Francesca Menghi, Ph.D. is a Research Scientist at The Jackson Laboratory (JAX) for Genomic Medicine. Her research explores the genome-wide patterns of genetic and transcriptional alterations that are implicated in the origin, evolution and treatment response behavior of breast and ovarian cancer, with the goal of identifying novel genomic vulnerabilities that may help the management of patients with cancer in the clinic.

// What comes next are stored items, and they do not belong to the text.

PR #5498, opened 2025-07-09
fix: Standalone Web UI Publish Workflow

ntkathole:

Earlier UI npm publish was part of release workflow, while all other publish workflows were part of publish.yml. 

All publish operations now follow the same modular pattern. UI npm publishing logic is isolated and reusable and can trigger UI publishing independently or as part of releases.


franciscojavierarceo (approved):
lgtm

PR #5500, opened 2025-07-09
fix: Fix release version without prefix

ntkathole:

Custom version v0.50.0 → strips to 0.50.0 for script
Tagged branch v0.50.0 → strips to 0.50.0 for script
NEXT_VERSION already clean from `version_without_prefix`


.github/workflows/publish.yml
```diff
@@ -66,6 +66,4 @@ jobs:
     needs: [ publish-python-sdk ]
     secrets: inherit
     with:
-      custom_version: ${{ github.event.inputs.custom_version }}
```
franciscojavierarceo: sometimes we have to override the custom version for historical issues.

franciscojavierarceo (approved):

PR #5513, opened 2025-07-14
feat: Added endpoints to allow user to get data for all projects

ntkathole:

This PR enable users to fetch a globally aggregated, paginated, and sorted list of entities, data sources, feature views, feature services, and saved datasets across all Feast projects via the REST API. This is especially useful to get a unified view of all resources, regardless of project boundaries.


HaoXuAI (approved):
LGTM!

ntkathole:
> this is great! can you update the docs that we support this now?

Added docs, Thank you!

PR #5521, opened 2025-07-18
feat: Update doc

HaoXuAI:

Updated docs of compute engine, BatchFeatureView and StreamFeatureView.
Update the compute config to have FeatureView based config overrides the project level config.

# Misc


ntkathole (approved):
👍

She recently revealed how a previously overlooked genomic configuration, the tandem duplicator phenotype (TDP), contributes to the oncogenic burden of more than half of all triple-negative breast cancers and ovarian carcinomas by orchestrating the coordinated disruption of several cancer genes throughout the genome. More recently, her research has focused on understanding how different modes of disruption of the BRCA1 gene, one of the genes most affected in hereditary breast and ovarian cancer, result in different therapeutic response outcomes, suggesting that stratification of patients carrying BRCA1 inactivation is warranted to achieve optimal clinical care. This work is the foundation for her current explorations to utilize genomic and epigenetic classification as a stratification tool to identify precision therapies tailored to the genomic features of a patient’s cancer and ultimately improve clinical care.

She came to JAX from the Genome Institute of Singapore where she was a Post-Doctoral Fellow.